Racconta Franco Cordelli che a diciott’anni si trovò alla libreria Einaudi a una presentazione dei Novissimi, forse proprio quella dell’antologia curata nel ’61 da Alfredo Giuliani. C’era maretta. Il pubblico si divideva fra esaltati fautori («In ogni città d’Italia c’è un giovane disposto a morire per Sanguineti»», recitava in quegli anni – lo si creda o meno – uno slogan editoriale di Feltrinelli) e altrettanto esagitati avversatori. Il frastuono crebbe sino a mettere a tacere gli oratori. Allora si alzò in piedi Elio, si mise davanti a un cartello appeso al muro con stampata proprio Oggetti e argomenti per una disperazione, prese a leggerla a voce altissima. E tutti tacquero. Gli ultimi versi suonavano: «Ma se avessi soltanto bestemmiato / allora Brecht ai vostri figli ha già lasciato detto / perdonateci a noi per il nostro tempo». Era quello un tempo, davvero, in cui non si poteva non bestemmiare: dicendo a voce alta verità durissime che altri tempi, invece, preferiscono nascondersi.

L’episodio mette in scena tanti caratteri tipici di Elio.
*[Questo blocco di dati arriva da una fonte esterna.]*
PR #706, opened 2020-07-02
Default attribution style

alansutherland:


components/generic/ImageWithAttribution.vue
```diff
@@ -1,60 +1,106 @@
 <template>
-  <div>
-    <figure>
```
rwd, line 3: The full image with attribution comprises a figure with an image and figcaption. Without figure, figcaption has no bounding context.

components/generic/ImageWithAttribution.vue
```diff
@@ -1,60 +1,106 @@
...
-      <OptimisedImage
```
rwd, line 4: ImageWithAttribution needs to keep using OptimisedImage, so that images are lazy-loaded, and optimised via the Contentful Image API.

assets/scss/hero.scss
```diff
@@ -99,9 +100,30 @@
...
   }
-  .hero-wrapper {
+  @media (min-width: $bp-extralarge) {
+    blockquote + p cite {
+      width: 38.3rem;
+    }
+  }
+}
+
+.default-attribution {
```
rwd, line 110: As this is not used on the hero image, move it into its own SCSS file, attributions.scss, and rename the class to "figure-attribution".

alansutherland: sure

PR #707, opened 2020-07-03
UI element for like

annachristaki:


components/generic/ContentCard.vue
```diff
@@ -85,9 +85,17 @@
       class="user-buttons"
       data-qa="user buttons"
     >
-      <b-button>
-        <i class="icon-ic-add" />
-      </b-button>
+      <b-button
+        class="icon-ic-add"
+        data-qa="add to gallery button"
+        :aria-label="$t('addToGallery')"
```
rwd, line 91: Change the i18n key to `actions.addToGallery`.

components/generic/ContentCard.vue
```diff
@@ -85,9 +85,17 @@
...
+      />
+      <b-button
+        :pressed.sync="liked"
+        class="icon-heart"
+        data-qa="like button"
+        :aria-label="$t('like')"
```
rwd, line 97: Change the i18n key to `actions.like`.

PR #710, opened 2020-07-07
Collection page header

alansutherland:


assets/scss/hero.scss
```diff
@@ -195,3 +195,9 @@
   }
 }
 
+.entity-page {
```
rwd, line 198: Shouldn't this be in the entity page view itself, as it won't be used elsewhere?

components/generic/RelatedChip.vue
```diff
@@ -9,7 +9,7 @@
   >
     <b-img
       v-if="img"
-      :src="img"
+      :src="`${img}&size=w200`"
```
rwd, line 12: Don't do this here. Move it up to the parent component's prop provision.

components/generic/RelatedChip.vue
```diff
@@ -9,7 +9,7 @@
...
       :alt="title"
```
rwd, line 13: While not from this branch, let's change this to `alt=""`, because the title text that follows is identical, so this is worse for accessibility.

assets/scss/hero.scss
alansutherland: yes, thats correct, I've now moved it

components/entity/EntityDetails.vue
```diff
@@ -46,6 +26,10 @@
         >
           {{ showAll ? $t('showLess') : $t('showMore') }}
         </b-button>
+        <p class="curated d-flex align-items-center">
```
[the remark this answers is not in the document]
alansutherland: sure

components/generic/RelatedChip.vue
alansutherland: ok

components/generic/RelatedChip.vue
alansutherland: yep that's a good point about accessibility

pages/collections/_type/_.vue
```diff
@@ -261,6 +276,15 @@
           values: [title],
           code: null
         };
+      },
+      suggestionLinkGen(id, prefLabel) {
```
rwd, line 280: Rename this `relatedLinkGen` as it has nothing to do with suggestions.

pages/collections/_type/_.vue
```diff
@@ -1,67 +1,80 @@
...
+                :title="relatedEntity.prefLabel[$i18n.locale]"
+                :img="`${relatedEntity.isShownBy.thumbnail}&size=w200`"
+                data-qa="related entities"
+              />
+            </section>
+            <section
+              v-else-if="relatedCollectionCards"
+              class="mb-2"
+            >
+              <RelatedChip
```
rwd, line 42: These links do not work. See for example the curated card links at http://localhost:3000/en/collections/topic/55-fashion

alansutherland: for some reason on related collection cards the identifier wasn't being sent to linkGen function, I have refactored the linkGen to take in the entire card/item object as an argument and then access the id/identifier from it, links are now working on both related collection cards and related entities.

pages/collections/_type/_.vue
```diff
@@ -261,6 +277,24 @@
           values: [title],
           code: null
         };
+      },
+      relatedLinkGen(item) {
+        let id = '',
```
rwd, line 282: This shorthand syntax is not one we use elsewhere. Replace with:
```js
let id;
let name;
```

pages/collections/_type/_.vue
```diff
@@ -261,6 +277,24 @@
...
+            name = '';
+        if (typeof item.id === 'undefined') {
+          id = item.identifier;
+          name = item.name;
+        } else {
+          id = item.id;
+          name = item.prefLabel[this.$i18n.locale];
```
rwd, line 289: For the URL slugs, we always use English, so change this to `item.prefLabel.en`.

Otherwise, when on http://localhost:3000/de/collections/topic/221-watercolor-painting, following the link to "Zeichnung (Kunst)" takes you first to http://localhost:3000/de/collections/topic/35-zeichnung-(kunst), which then redirects to http://localhost:3000/de/collections/topic/35-drawing.

Use the English slug here and that redirect is avoided.

components/generic/RelatedChip.vue
```diff
@@ -28,8 +28,8 @@
         default: ''
       },
       linkGen: {
```
rwd, line 30: As this is no longer a link _generating_ function, rename it to `linkTo`

pages/collections/_type/_.vue
alansutherland: sure

components/generic/RelatedChip.vue
alansutherland: ok

pages/collections/_type/_.vue
alansutherland: sorry my mistake

assets/scss/variables.scss
```diff
@@ -6,6 +6,7 @@ $white: #fff;
 $grey: #777;
 $offwhite: #f1f1ee;
 $paper: #d9d4ca;
+$lightmagenta: #e7e7e9;
```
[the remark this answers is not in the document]
alansutherland: I wanted to use a more descriptive name than `someothershadeofgrey` since we already have several shades of grey in the variables, I googled the hexcode and #e7e7e9 is a type of magenta https://encycolorpedia.com/e7e7e9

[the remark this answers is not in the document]
lbiedinger: let's go for lightbluemagenta then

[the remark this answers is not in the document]
alansutherland: ok updated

Dall’esacerbata moralità che propelleva i suoi slanci, irresistibili quanto le sue collere, allo stoicismo quasi brutale con cui affrontava l’esistenza (la «violenta fiducia» di Narcissus pseudonarcissus); dalla passione pedagogica appunto brechtiana, nella quale – a differenza che nel maestro avverso Pasolini – l’obliquità dell’assunto non si disgiunge dalla veemenza del gesto («Colpisci, vita ferro città pedagogia / I Germani di Tacito nel fiume / li buttano nel fiume appena nati / la gente che s’incontra alle serali», si legge in un inciso della Ragazza Carla), sino all’attitudine teatrale di letture pubbliche – maturata nella compagnia anni Cinquanta della mitobiografica trattoria milanese da Poldo a via Borgospesso: con Amodio, Fachinelli, Bosio e gli altri – con cui Elio tempestava in quei roaring Sixties, incrocio quasi di Majakovskij e Jimi Hendrix (c’è uno scampolo video di quegli anni, con lui in occhiali scuri, che fa quasi spavento), ad anticipare voghe tanto più recenti e meno squassanti. E che tante volte in seguito, dimidiato ma sempre arcipossente, ci ha vulnerato live: ogni volta accompagnandosi con la mano libera, ha scritto il suo lettore più fedele Walter Pedullà, come il «direttore d’orchestra» di se stesso: «i ritmi di Pagliarani drammatizzano ogni modo di pensare e di parlare».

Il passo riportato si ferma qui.